18

1.4K 55 10
                                    

Haiii

Semoga nyambung ya huhu

Jangan lupa vote+komennya ya

Happy reading guys!!









"Nilai kamu anjlok!"

Baru saja Abel memasuki rumah tiba-tiba ucapan itu menyambutnya. Menghela napas beratnya Abel mencoba tidak memperdulikan kedua orang yang kini tengah duduk di ruang tv.

Merasa di abaikan jelas dia sangat tersinggung. "Rima!" Nada suaranya naik satu oktaf membuat langkah Abel terhenti.

Laki-laki yang tak lain adalah ayah dari Rima sontak mendekat ke arah Abel.

"Sejak kapan kamu jadi anak pembangkang? Kamu gak liat jam berapa hah?!"

Jarum jam tentu saja menunjuk angka 10 menurut Abel ini belum begitu larut tapi bagi keluarga Rima tentu saja ini sudah sangat malam.

Ayah Rima kesal sekaligus marah, dia merasa Rima tidak lagi patuh padanya. Banyak perubahan besar yang terlihat terlebih lagi dia memiliki koneksi dimana-mana tentu saja dia tahu kelakuan anaknya.

"Masih jam sepuluh," saut Abel dengan tak minat.

Kaget, tentu saja. Dengan santainya dia menjawab seperti itu di hadapan kedua orang tuanya.

"Kamu..." ucap papanya dengan begitu kesal dengan menunjuk ke arah Abel.

"Pah, aku tau aku anak kalian, kalian yang udah biayain hidup aku. Tapi bukan berarti kalian berhak ngatur semuanya!"

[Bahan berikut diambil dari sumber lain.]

PR #615, opened 2019-05-15
Parents and subs access establishments and workers

wozzer72:
Hi Nasir

https://trello.com/c/ikScd2O3

Well, this is the last of the big changes for this "parent and subs - view subsidiaries".

This one changes the very rigid authorisation that restricts establishments to users of the establishments only.

The main crux of the changes are in: `server/utils/security/isAuthenticated.js`. It might serve best for me to walk you through over appear.in.

I'm not overly happy with the code; because its middleware, I'm having to use promise callbacks which makes conditional paths hard! Whilst there is some duplication, there is a much bigger piece of work pending around permissions in general, where I expect such authentication logic to be completed encapsulated.

Thanks

### DIFF
--- a/resources/establishment_types.schema.json
+++ b/resources/establishment_types.schema.json
@@ -89,10 +89,10 @@
             "type" : "string",
             "enum" : ["Workplace", "Parent"]
         },
-        "DataOwnerPermissions" : {
-            "description" : "Associated with an Establishment, this represents permissions granted to the owner (typically the parent). If workplace, then only workplace no worker access. If staff, then owner has access to both workplace and staff.",
+        "ParentPermissions" : {
+            "description" : "Associated with an Establishment, this represents permissions granted to the parent. If Workplace, then only workplace no worker access. If Workplace and Staff, then parent has access to both workplace and staff. If null/not present, parent has no access.",
             "type" : "string",
-            "enum" : ["Workplace", "Staff"]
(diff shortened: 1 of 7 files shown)


wozzer72:
[Parent and Subsidiaries - View My Workplaces](https://trello.com/c/ikScd2O3/3-parent-and-subsidiaries-view-my-workplaces)

ChazUK:
After taking a quick look at the code I see that this includes the update to use the UID instead of the integer ID for Establishments in the API Calls. But I noticed that you've got a switch in there. Would it not be worth it to just rely on the UID and remove the code for ID's to avoid redundant code bloat?

wozzer72:
@ChazUK - I some respects it would have been easier to simply drop the establishment id in the request, but, timing is everything.

To make the API available to frontend, my only choice is to deploy to dev. This would then break the existing frontend, and would put pressure on the frontend to implement their fix.

Alternatively, the frontend works off a separate branch. But, then my fear would be that work stops on parents and sub, this work is then never merged, and subsequent delays would then make merging the changes more difficult.

So if I support both, I can deploy now. By supporting both, I've done the hard work. My integration tests have a few test for integer based id, but most default now to UID. And it will be easy enough to come back later and remove the old id style parameter.

wozzer72:
Approved by Nasir and agreed with Charlie my feedback on his comment regarding maintain both legacy id and new uid. We agreed to deploy.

Wajah dari ayahnya merah padam menandakan ada kemarahan di sana namun Abel sama sekali tidak perduli. Dia ingin keadilan untuk Rima, tidak ada paksaan apa lagi aturan yang memuakan.

"Kurang ajar kamu!" Teriak ayahnya membuat Abel meringis mendengarnya.

Dia jadi merasa Dejavu dengan adegan ini, dia ingat persis bagaimana ayahnya meneriakinya namun tak dapat di pungkiri kalau ayah Abel bisa bersikap sebagai seorang ayah tidak seperti ayah Rima.

"Terserah kalian aku gak mau di atur-atur lagi," gumam Abel dan berlalu tanpa menghiraukan panggilan dari kedua orang tuanya.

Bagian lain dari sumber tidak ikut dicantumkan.